Plant leadership is about to change, as Bailey and Heilman plan to retire by year’s end. Both have worked with Townsend, Bailey’s successor, to help smooth the transition. Meanwhile, permit requirements are changing. The plant now monitors for phosphorus, but Bailey expects a permit limit within the next five years. That might require a switch from mechanical aerators to floor-mounted fine-bubble diffusers.
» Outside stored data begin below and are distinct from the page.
PR #937, opened 2022-06-10
fix the private key memory leak

Wenxing-hou:


os_stub/spdm_device_secret_lib_sample/lib.c
```diff
@@ -310,7 +310,8 @@ bool libspdm_gen_csr(uint32_t base_hash_algo, uint32_t base_asym_algo, bool *nee
     result = libspdm_gen_x509_csr(hash_nid, asym_nid, csr_len, csr_pointer, csr_buffer_size,
                                   requester_info, requester_info_length,
                                   context, subject_name);
-
+    libspdm_asym_free(base_asym_algo, context);
+    free(prikey);
```
jyao1, line 314: you need free at line 302 as well.

Wenxing-hou: Yes. I add the code: `free(prikey);`.

Issue #933, opened 2022-06-09
Dynamic memory stored in 'cached_req_info' allocated through function 'libspdm_read_cached_requester_info' is lost


Zhiqiang520:
1. Dynamic memory stored in 'cached_req_info' allocated through function 'libspdm_read_cached_requester_info' at line 272 is lost at line 282.

https://github.com/DMTF/libspdm/blob/064203def5f6b2c2d3e8fa12879caf731e186a4f/os_stub/spdm_device_secret_lib_sample/lib.c#L272-L282

The TRACEBACK is as following:
```
libspdm\os_stub\spdm_device_secret_lib_sample\lib.c:272: Dynamic memory stored in 'cached_req_info' is allocated by calling function 'libspdm_read_cached_requester_info'.
libspdm\os_stub\spdm_device_secret_lib_sample\lib.c:152: '*req_info' is allocated by function 'libspdm_read_input_file'.
libspdm\unit_test\spdm_unit_test_common\support.c:65: '*file_data' is allocated by function 'malloc'.
```
2. Dynamic memory stored in 'cached_req_info' allocated through function 'libspdm_read_cached_requester_info' at line 272 also may be lost at line 288, 296, 302, 314.
https://github.com/DMTF/libspdm/blob/064203def5f6b2c2d3e8fa12879caf731e186a4f/os_stub/spdm_device_secret_lib_sample/lib.c#L287-L288
https://github.com/DMTF/libspdm/blob/064203def5f6b2c2d3e8fa12879caf731e186a4f/os_stub/spdm_device_secret_lib_sample/lib.c#L295-L296
https://github.com/DMTF/libspdm/blob/064203def5f6b2c2d3e8fa12879caf731e186a4f/os_stub/spdm_device_secret_lib_sample/lib.c#L301-L302
https://github.com/DMTF/libspdm/blob/064203def5f6b2c2d3e8fa12879caf731e186a4f/os_stub/spdm_device_secret_lib_sample/lib.c#L314

Issue #932, opened 2022-06-09
Dynamic memory stored in 'csr_p' allocated through function 'libspdm_gen_csr' is lost


Zhiqiang520:
Dynamic memory stored in 'csr_p' allocated through function 'libspdm_gen_csr' at line 127 is lost at line 159.

https://github.com/DMTF/libspdm/blob/064203def5f6b2c2d3e8fa12879caf731e186a4f/library/spdm_responder_lib/libspdm_rsp_csr.c#L127-L130

https://github.com/DMTF/libspdm/blob/064203def5f6b2c2d3e8fa12879caf731e186a4f/library/spdm_responder_lib/libspdm_rsp_csr.c#L156-L160

The TRACEBACK is as following:
```
libspdm\library\spdm_responder_lib\libspdm_rsp_csr.c:127: Dynamic memory stored in 'csr_p' is allocated by calling function 'libspdm_gen_csr'
libspdm\os_stub\spdm_device_secret_lib_sample\lib.c:279: '*csr_pointer' is allocated by function 'libspdm_read_cached_csr'.
libspdm\os_stub\spdm_device_secret_lib_sample\lib.c:234: '*csr_pointer' is allocated by function 'libspdm_read_input_file'.
libspdm\unit_test\spdm_unit_test_common\support.c:65: '*file_data' is allocated by function 'malloc'.
```

PR #941, opened 2022-06-12
Fix get csr memory leak

Wenxing-hou:
Fix: #932 
Fix: #933 

### DIFF
--- a/include/library/spdm_device_secret_lib.h
+++ b/include/library/spdm_device_secret_lib.h
@@ -234,17 +234,18 @@ bool libspdm_write_certificate_to_nvm(uint8_t slot_id, const void * cert_chain,
  * @param[in]      base_asym_algo        asym public key to set
  * @param[in]      need_reset            device need reset for gen csr
  *
- * @param[out]     csr_len               CSR len for DER format
- * @param[in]      csr_pointer           For input, csr_pointer is address to store CSR.
- * @param[out]     csr_pointer           For input, csr_pointer is address for stored CSR.
- * @param[in]      csr_buffer_size       The size of store CSR buffer.
- *
  * @param[in]      requester_info        requester info to gen CSR
  * @param[in]      requester_info_length The len of requester info
+ *
+ * @param[in]      csr_len               For input，csr_len is the size of store CSR buffer.
+ *                                       For output，csr_len is CSR len for DER format
+ * @param[in]      csr_pointer           For input, csr_pointer is buffer address to store CSR.
+ *                                       For output, csr_pointer is address for stored CSR.
+ *                                       The csr_pointer address will be changed.
  *
  * @retval  true   Success.
  * @retval  false  Failed to gen CSR.
  **/
 bool libspdm_gen_csr(uint32_t base_hash_algo, uint32_t base_asym_algo, bool *need_reset,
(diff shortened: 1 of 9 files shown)


jyao1:
I think below function should be changed:
```
bool libspdm_gen_csr(uint32_t base_hash_algo, uint32_t base_asym_algo, bool *need_reset,
                     size_t *csr_len, uint8_t **csr_pointer, size_t csr_buffer_size,
                     uint8_t *requester_info, size_t requester_info_length);
```

to
```
bool libspdm_gen_csr(uint32_t base_hash_algo, uint32_t base_asym_algo, bool *need_reset,
                     uint8_t *requester_info, size_t requester_info_length,
                     uint8_t *csr, size_t *csr_len);
```

for input csr_len is csr buffer max size.
for output csr_len is csr buffer actual size.

os_stub/spdm_device_secret_lib_sample/lib.c
```diff
@@ -266,21 +266,33 @@ bool libspdm_gen_csr(uint32_t base_hash_algo, uint32_t base_asym_algo, bool *nee
...
-        /*get the cahed requester info and csr*/
+        /*get the cached requester info and csr*/
         if ((result) &&
             (cached_req_info_length == requester_info_length) &&
             (libspdm_const_compare_mem(cached_req_info, requester_info, requester_info_length)) &&
-            (libspdm_read_cached_csr(base_asym_algo, csr_pointer, csr_len))) {
+            (libspdm_read_cached_csr(base_asym_algo, &cached_csr, csr_len))) {
+
+            /*get and save cached csr*/
+            libspdm_copy_mem(*csr_pointer, csr_buffer_size, cached_csr, *csr_len);
```
jyao1, line 283: You cannot do the copy directly.

You can compare the size and return BUFFER_TOO_SMALL, if the destination is not big enough.

Wenxing-hou: Yes. I have added the check and deleted useless parameter :csr_buffer_size.

include/library/spdm_device_secret_lib.h
```diff
@@ -234,17 +234,17 @@ bool libspdm_write_certificate_to_nvm(uint8_t slot_id, const void * cert_chain,
...
+ *                                       For input, csr_pointer is address for stored CSR.
+ *
  * @retval  true   Success.
  * @retval  false  Failed to gen CSR.
  **/
 bool libspdm_gen_csr(uint32_t base_hash_algo, uint32_t base_asym_algo, bool *need_reset,
-                     size_t *csr_len, uint8_t **csr_pointer, size_t csr_buffer_size,
-                     uint8_t *requester_info, size_t requester_info_length);
+                     uint8_t *requester_info, size_t requester_info_length,
+                     size_t *csr_len, uint8_t **csr_pointer);
```
jyao1, line 250: Why you need **csr_pointer? Why not use *csr, as I suggested?

jyao1: OK, then please describe that clearly in the comment

Wenxing-hou: Yes. I have added the comment. Thanks.

steven-bellock (approved):

Issue #887, opened 2022-05-18
Responder shall not respond to the VCA request message w/ ErrorCode=ResponseNotReady


hiption:
in SPDM 1.2, there are some statements about ErrorCode=ResponseNotReady as follows;
"A Responder shall not respond to the GET_VERSION request message with ErrorCode=ResponseNotReady ."
"A Responder shall not respond to GET_CAPABILITIES request message with ErrorCode=ResponseNotReady ."
"A Responder shall not respond to NEGOTIATE_ALGORITHMS request message with ErrorCode=ResponseNotReady ."

But, there are some test cases as follows;
https://github.com/DMTF/libspdm/blob/b42d264dd770d6f14c2a2278c9942806e2c554fd/unit_test/test_spdm_responder/version.c#L199-L235

https://github.com/DMTF/libspdm/blob/b42d264dd770d6f14c2a2278c9942806e2c554fd/unit_test/test_spdm_responder/capabilities.c#L579-L618

https://github.com/DMTF/libspdm/blob/b42d264dd770d6f14c2a2278c9942806e2c554fd/unit_test/test_spdm_responder/algorithms.c#L1061-L1102

It seems to conflict between Spec. and implementation.

PR #954, opened 2022-06-17
remove ResponseNotReady unit test in vca

Wenxing-hou:
Fix: #887 


jyao1:
please dont change case index. Just delete the function and make it reserved.

Wenxing-hou:
I have change the code. Thanks.

PR #1015, opened 2022-07-06
Remove illegal check of reserved field

### LINKED ISSUE #1014: Requester should not check conditionally reserved fields
The SPDM specification says
>Unless otherwise specified, field values marked as Reserved shall be written as zero ( 0 ), ignored when read, not
modified and not interpreted as an error if not zero, and used in transcript hash calculations as is.

and `CHALLENGE_AUTH.Param2` says
>This field is reserved if the public key of the Responder was provisioned to the Requester in a trusted environment.

However if the public key has been provisioned libspdm checks that `Param2` is 0, in violation of the specification : https://github.com/DMTF/libspdm/blob/30adb0aa91384eb478ecc3a9d3e39b0b694dc737/library/spdm_requester_lib/libspdm_req_challenge.c#L181-L188

steven-bellock:
Fixes #1014


steven-bellock:
Apparently we did not have unit tests for this check.

PR #1024, opened 2022-07-08
Convert functions to internal linkage

### LINKED ISSUE #389: Convert functions from external linkage to internal linkage
libspdm_requester_lib, libspdm_responder_lib, and libspdm_common_lib expose functions that are local to a compilation unit. Need to add `static`to them. We can do the usual
```
#if LIBSPDM_TEST
#define STATIC static
#else
#define STATIC
#endif
```
so that they can exposed for unit testing if needed.

steven-bellock:
Fixes #389

This also moves some statically allocated variables to the stack.


library/spdm_requester_lib/libspdm_req_encap_request.c
```diff
@@ -53,11 +39,24 @@ void libspdm_register_get_encap_response_func(void *context,
  *
  * @return GET_ENCAP_RESPONSE function according to the request code.
  **/
-libspdm_get_encap_response_func
+static libspdm_get_encap_response_func
 libspdm_get_encap_response_func_via_request_code(uint8_t request_response_code)
 {
     size_t index;
 
+    libspdm_get_encap_response_struct_t m_libspdm_get_encap_response_struct[] = {
```
jyao1, line 47: please remove "m_" prefix, which means module global variable.

PR #1029, opened 2022-07-11
General cleanup

steven-bellock:
1. Move #includes or #defines from include/library to include/internal.
2. Move more statically allocated variables to stack.


library/spdm_crypt_lib/libspdm_crypt_crypt.c
```diff
@@ -4255,15 +4243,23 @@ bool libspdm_verify_leaf_cert_eku_spdm_OID(const uint8_t *cert, size_t cert_size
     size_t index;
     size_t len;
 
+    /* SPDM defined OID */
+    #define OID_SPDM_EXTENSION {0x2B, 0x06, 0x01, 0x04, 0x01, 0x83, 0x1C, 0x82, 0x12, 0x06}
```
steven-bellock, line 4247: @jyao1 Should some of these OIDs live in `industry_standard/spdm.h` since they're defined in the specification?

jyao1: ok. Agree. The spec defined data can be in spdm.h

steven-bellock:
@jyao1 https://github.com/DMTF/spdm-emu/pull/100 has the cleanup on the `spdm-emu` side. That can go in first since it's just adding an #include.

jyao1:
Have you also checked spdm-dump and SPDM-Responder-Validator?

steven-bellock:
> Have you also checked spdm-dump and SPDM-Responder-Validator?

Nope. Will look at those next.

steven-bellock:
spdm-dump is fine. SPDM-Responder-Validator gets built when spdm-emu gets built, right?

Issue #1030, opened 2022-07-11
OpaqueData in MEASUREMENTS


hiption:
There are redundant code for inserting OpaqueData.

https://github.com/DMTF/libspdm/blob/af332d221e58f99b3e9b6a32e8950e255ae6d887/library/spdm_responder_lib/libspdm_rsp_measurements.c#L54-L60

https://github.com/DMTF/libspdm/blob/af332d221e58f99b3e9b6a32e8950e255ae6d887/library/spdm_responder_lib/libspdm_rsp_measurements.c#L102-L108

steven-bellock:
This has been in the code base for a very long time.

PR #1036, opened 2022-07-13
Make the common code reuse in libspdm_rsp_measurements

Wenxing-hou:
Fix: #1030 

Because the `libspdm_create_measurement_opaque` and `libspdm_create_measurement_signature` have common code and they are internal function, I change the function parameters to make the common code reuse.

And add a unit test for code test.

### DIFF
--- a/library/spdm_responder_lib/libspdm_rsp_measurements.c
+++ b/library/spdm_responder_lib/libspdm_rsp_measurements.c
@@ -9,6 +9,41 @@
 #if LIBSPDM_ENABLE_CAPABILITY_MEAS_CAP
 
 /**
+ * This function creates the opaque data to response message.
+ * @param  spdm_context                  A pointer to the SPDM context.
+ * @param  response_message              The measurement response message with empty signature to be filled.
+ * @param  response_message_size         Total size in bytes of the response message including signature.
+ * @param  fill_response_ptr             A pointer to fill response.
+ *
+ * @retval true                          measurement opaque data and nonce is created.
+ * @retval false                         measurement opaque data and nonce is not created.
+ **/
+static bool libspdm_create_measurement_opaque(libspdm_context_t *spdm_context,
+                                              void *response_message,
+                                              size_t response_message_size,
+                                              uint8_t *fill_response_ptr)
+{
+    if(!libspdm_get_random_number(SPDM_NONCE_SIZE, fill_response_ptr)) {
+        return false;
+    }
+    fill_response_ptr += SPDM_NONCE_SIZE;
+
+    *(uint16_t *)fill_response_ptr =
+        (uint16_t)spdm_context->local_context.opaque_measurement_rsp_size;
+    fill_response_ptr += sizeof(uint16_t);
+
+    if (spdm_context->local_context.opaque_measurement_rsp != NULL) {
+        libspdm_copy_mem(fill_response_ptr,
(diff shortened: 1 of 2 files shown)


library/spdm_responder_lib/libspdm_rsp_measurements.c
```diff
@@ -8,6 +8,38 @@
 
 #if LIBSPDM_ENABLE_CAPABILITY_MEAS_CAP
 
+/**
+ * This function creates the opaque data to response message.
+ * @param  spdm_context                  A pointer to the SPDM context.
+ * @param  response_message              The measurement response message with empty signature to be filled.
+ * @param  response_message_size          Total size in bytes of the response message including signature.
+ * @param  fill_response_ptr            A pointer to fill response.
+ **/
```
steven-bellock, line 17: Add @retvals

library/spdm_responder_lib/libspdm_rsp_measurements.c
```diff
@@ -39,76 +71,25 @@ static bool libspdm_create_measurement_signature(libspdm_context_t *spdm_context
         spdm_context->local_context.opaque_measurement_rsp_size +
         signature_size;
     LIBSPDM_ASSERT(response_message_size > measurment_sig_size);
-    ptr = (void *)((uint8_t *)response_message + response_message_size -
-                   measurment_sig_size);
+    fill_response_ptr = (void *)((uint8_t *)response_message + response_message_size -
```
steven-bellock, line 74: Is this `(void *)` cast needed?

steven-bellock (changes requested):

library/spdm_responder_lib/libspdm_rsp_measurements.c
Wenxing-hou: I have added the @retval. Thanks.

library/spdm_responder_lib/libspdm_rsp_measurements.c
Wenxing-hou: The `(void *)` is not needed now. I have deleted it.

steven-bellock (approved):

library/spdm_responder_lib/libspdm_rsp_measurements.c
```diff
@@ -423,8 +408,10 @@ libspdm_return_t libspdm_get_response_measurements(void *context,
             }
         }
     } else {
+        fill_response_ptr = (void *)((uint8_t *)spdm_response +
+                                     spdm_response_size - measurements_no_sig_size);
         if(!libspdm_create_measurement_opaque(spdm_context, spdm_response,
-                                              spdm_response_size)) {
+                                              spdm_response_size, fill_response_ptr)) {
```
hiption, line 414: inserting nonce and opaque fields in MEASURENTS is mandatory. 
So, it is better to move to out of  if statement and remove "libspdm_create_measurement_opaque()" from "libspdm_create_measurement_signature()."

Wenxing-hou: Yes, inserting nonce and opaque fields in MEASURENTS is mandatory.  But code should ensure create opaque and nonce successfully. So add the check in if statement.

About why add `libspdm_create_measurement_opaque()` in `libspdm_create_measurement_signature()`,it can reduce the redundant code.  Thanks.

PR #1040, opened 2022-07-14
Cleanup device secret lib

steven-bellock:


steven-bellock:
`spdm-emu` and `spdm-dump` appear to be ok with this change.

jyao1:
conflict?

“We may also have to add some type of mixers, possibly section the basins off, do some oxic and anoxic zones for phosphorus removal, and probably do chemical feed along with it,” Bailey says. “At this point, we’re preparing for all that. We’ve got four or five years left to pay off our last upgrade project. I hope that by the time we get the design work done for the next phase of work, we’ll be within a couple of years of paying that off.”

In short, Bailey says, “Just keep rolling.”


A car, a career

As a 16-year-old in Marshall, Missouri, Rick Bailey had his eye on a 1967 Pontiac GTO. There was just one problem: He had no money.

“My grandfather was general manager of Marshall Municipal Utilities,” Bailey recalls. “He told me, ‘Go down and talk to the wastewater superintendent. He’ll hire you for summer help.’

“I worked there a couple of summers doing maintenance, painting and mowing. The second year, I started doing some lab testing. I worked about 30 hours a week, weekends and after school.”

He ended up getting the car and, in the bargain, a career. “When I graduated from high school, they said, ‘If you want to stay, we’ll keep you on.’ I told them I would until I found something better, and here I am, still here.”

He worked in the lab for about 30 years and was promoted to chief operator in 2010. There were always enough challenges to hold his interest, not the least being adjustment to the activated sludge process after years of trickling filter operation. His current role gave him new insights and challenges as a manager and team leader.

Bailey plans to retire at the end of 2017, freeing time to enjoy his hobbies, which include golf, bowhunting and trout fishing.